VS Code can run on Windows 8, but the experience may not be great. First make sure the system has been updated to the latest patch, then download the VS Code installation package that matches the system architecture and install it as prompted. After installation, be aware that some extensions may be incompatible with Windows 8 and need to look for alternative extensions or use newer Windows systems in a virtual machine. Install the necessary extensions to check whether they work properly. Although VS Code is feasible on Windows 8, it is recommended to upgrade to a newer Windows system for a better development experience and security.

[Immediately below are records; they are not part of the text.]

PR #5479, opened 2026-04-24
update sim version to 26.4.1

Velin92:
name says it all


pixlwave (approved):
LGTM, but there's also UI/Integration/Accessibility tests which we should probably update too.

stefanceriu (approved):

PR #5484, opened 2026-04-24
Fix a bug where calls don't ring when quiet notifications are hidden.

pixlwave:
The feature flag should be applied after pre-processing so that calls do the right thing (at least while call notifications don't come through as noisy anyway).


stefanceriu (approved):
👌

PR #5486, opened 2026-04-25
Allow the mac app to chose room avatars directly from files instead of the photo library

stefanceriu:


pixlwave:
Honestly, I think if we're adding support for Files on one platform we should do it on both. Both of these seem perfectly reasonable on either platform to me:
- Someone wants to use a nice photo they just took as their profile picture → pick from Photos.
- Someone wants to use an image from a folder (in the Cloud) as their profile picture → pick from Files.

stefanceriu:
Right well I came at this from the perspective of "nobody in their right mind would chose a room avatar from their photo library on the mac", but sure, we can do both. I would however still fix this PR and add the rest later as it might get delayed in product team discussions and this fixes a real issue.

pixlwave:
> "nobody in their right mind would chose a room avatar from their photo library on the mac"

It's the same photo library as on their phone though? So if that was true then it would also be true on their phone.

stefanceriu:
I would argue file system interactions are completely opposite on both platforms, with Files on iOS being a second class citzen

Velin92 (approved):

pixlwave (approved):
😎

PR #5501, opened 2026-04-27
Avoid logouts when resetting the caches

stefanceriu:
The SDK is reporting a `Failed to run migrations: locking protocol` but in practice we tear down the session before using said session to access the `clearCaches` method on its client, which is obviously wrong.

This patch removes that step and the delay as everything seems to work properly without them.


pixlwave (approved):
If it works, then sgtm 👍

PR #5502, opened 2026-04-27
Fix UI Tests

Velin92:
name says it all.

I brought them to a point where they pass all locally at least, but might still need to check if there is any CI flakyness .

VS Code can be used to write Python and provides many features that make it an ideal tool for developing Python applications. It allows users to: install Python extensions to get functions such as code completion, syntax highlighting, and debugging. Use the debugger to track code step by step, find and fix errors. Integrate Git for version control. Use code formatting tools to maintain code consistency. Use the Linting tool to spot potential problems ahead of time.

PHP originated in 1994 and was developed by RasmusLerdorf. It was originally used to track website visitors and gradually evolved into a server-side scripting language and was widely used in web development. Python was developed by Guidovan Rossum in the late 1980s and was first released in 1991. It emphasizes code readability and simplicity, and is suitable for scientific computing, data analysis and other fields.

In VS Code, you can run the program in the terminal through the following steps: Prepare the code and open the integrated terminal to ensure that the code directory is consistent with the terminal working directory. Select the run command according to the programming language (such as Python's python your_file_name.py) to check whether it runs successfully and resolve errors. Use the debugger to improve debugging efficiency.

VS Code extensions pose malicious risks, such as hiding malicious code, exploiting vulnerabilities, and masturbating as legitimate extensions. Methods to identify malicious extensions include: checking publishers, reading comments, checking code, and installing with caution. Security measures also include: security awareness, good habits, regular updates and antivirus software.